Beberapa minggu lagi, kami akan bertemu buah hati kami.
“Mau rayain dengan es krim?” Timothy melirikku dari kursi pengemudi.
“Kupikir kamu nggak bakal nawarin.”
Dia tersenyum dan belok menuju kedai es krim favorit kami. Tempat kecil milik keluarga, nggak pernah ramai, dan punya cone wafel paling lembut di dunia.
“Masih nggak percaya Tara nyoba bikin trimester ketigamu jadi shift Uber, Gabby,” katanya saat menyetir.
“Dia bener-bener merasa udah ngasih kehormatan,” aku tertawa. “Maksudku… aku ditawari peran sebagai ‘sopir sadar’ untuk sekelompok orang mabuk. Di kaki yang bengkak. Tengah malam.”
“Lain kali kalau kakakmu minta bantuan,” dia menggeleng, “bilang aja kita lagi sibuk dengan jadwal tidur siang dan menyusui.”
Begitu kami sampai di kedai es krim, dia membantuku turun dari mobil seolah aku terbuat dari kaca. Kami pesan dua scoop — mint chip untuknya, strawberry cheesecake untukku — dan duduk di bangku teduh di dekat situ.
“Ini sempurna,” aku menghela napas sambil menyendok gigitan pertama.
“Kamu oke?” tanya Timothy, menatapku lembut.
“Sepertinya.”
“Kita sudah ambil keputusan yang tepat,” katanya sambil menyandarkan kepala ke pundakku.
“Aku tahu.”
“Dan dia bakal move on,” katanya.
“Atau nggak, Tim.
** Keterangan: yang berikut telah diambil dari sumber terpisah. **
PR #367, opened 2018-06-05
js styles for AsideSection

chrismohr:
Convert css to js.

### DIFF
--- a/package-lock.json
+++ b/package-lock.json
@@ -163,13 +163,26 @@
       "requires": {
         "@microsoft/load-themed-styles": "^1.7.13",
         "@uifabric/merge-styles": "6.0.0-beta4",
+        "@uifabric/utilities": "6.0.0-beta4",
         "tslib": "^1.7.1"
+      },
+      "dependencies": {
+        "@uifabric/utilities": {
+          "version": "6.0.0-beta4",
+          "resolved": "https://registry.npmjs.org/@uifabric/utilities/-/utilities-6.0.0-beta4.tgz",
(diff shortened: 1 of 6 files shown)


src/components/AsideSection/AsideSection.tsx
```diff
@@ -25,15 +25,19 @@ export interface AsideSectionProps extends NestableBaseComponentProps {
  */
 export default class AsideSection extends React.Component<AsideSectionProps> {
   public render() {
+    const styles = mergeStyleSets(getStyles());
```
unindented: According to Fabric's guidelines, this could be costly if re-rendered frequently. Should we be memoizing everywhere where we use `mergeStyleSets`? https://github.com/OfficeDev/office-ui-fabric-react/tree/master/packages/merge-styles#optimizing-for-performance

chrismohr: Yeah, it's probably a good idea. I've made the change.

package-lock.json
```diff
@@ -19107,7 +19143,7 @@
     },
     "typescript": {
       "version": "2.8.3",
-      "resolved": "https://registry.npmjs.org/typescript/-/typescript-2.8.3.tgz",
+      "resolved": "https://yammer.pkgs.visualstudio.com/_packaging/yammer-clients/npm/registry/typescript/-/typescript-2.8.3.tgz",
```
chrismohr: I'm assuming this is from recent changes to my .npmrc

@unindented, @swese44 have you seen this before?

I'm guessing we always want `registry.npmjs.org`?

chrismohr: Some combination of adding `registry=https://registry.npmjs.com/` to the end of my .npmrc and running `rm -rf node_modules`, `npm cache clean --force` seems to have fixed this now.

Tapi nggak apa-apa juga, kan? Semua orang harus dewasa suatu saat.”
“Kamu nggak kelihatan terlalu sedih, ya?” dia tersenyum.
Aku ikut tersenyum — senyum yang datang dari kelegaan yang dalam.
“Untuk pertama kalinya setelah sekian lama, aku nggak. Aku bener-bener merasa baik… dan senang semuanya terjadi sebelum bayinya lahir. Nggak ada ruang untuk orang egois setelah si kecil datang.”
Nggak ada yang pernah kasih tahu rasanya membuat batasan di awal. Nggak terasa kuat atau membebaskan… setidaknya tidak langsung. Seringkali rasanya seperti rasa bersalah. Seperti kamu mengkhianati seseorang yang selama ini meyakinkanmu bahwa cinta itu berarti berkorban.
Tapi akhirnya, batasan itu terasa seperti udara. Seperti bernapas lagi setelah terlalu lama menahan napas.
Aku sadar, aku sudah selesai berputar di sekitar seseorang yang nggak pernah bertanya apakah aku ingin ikut di orbitnya.
Dan bayi ini? Dia pantas mendapatkan yang lebih baik. Si kacang kecil ini pantas dapat ibu yang tahu bedanya antara mencintai orang lain dan kehilangan dirinya sendiri.
Tara bisa terus dengan dramanya dan kebutuhan untuk mengontrol segalanya. Aku dan suamiku punya gelar baru menanti kami: Mama dan Papa.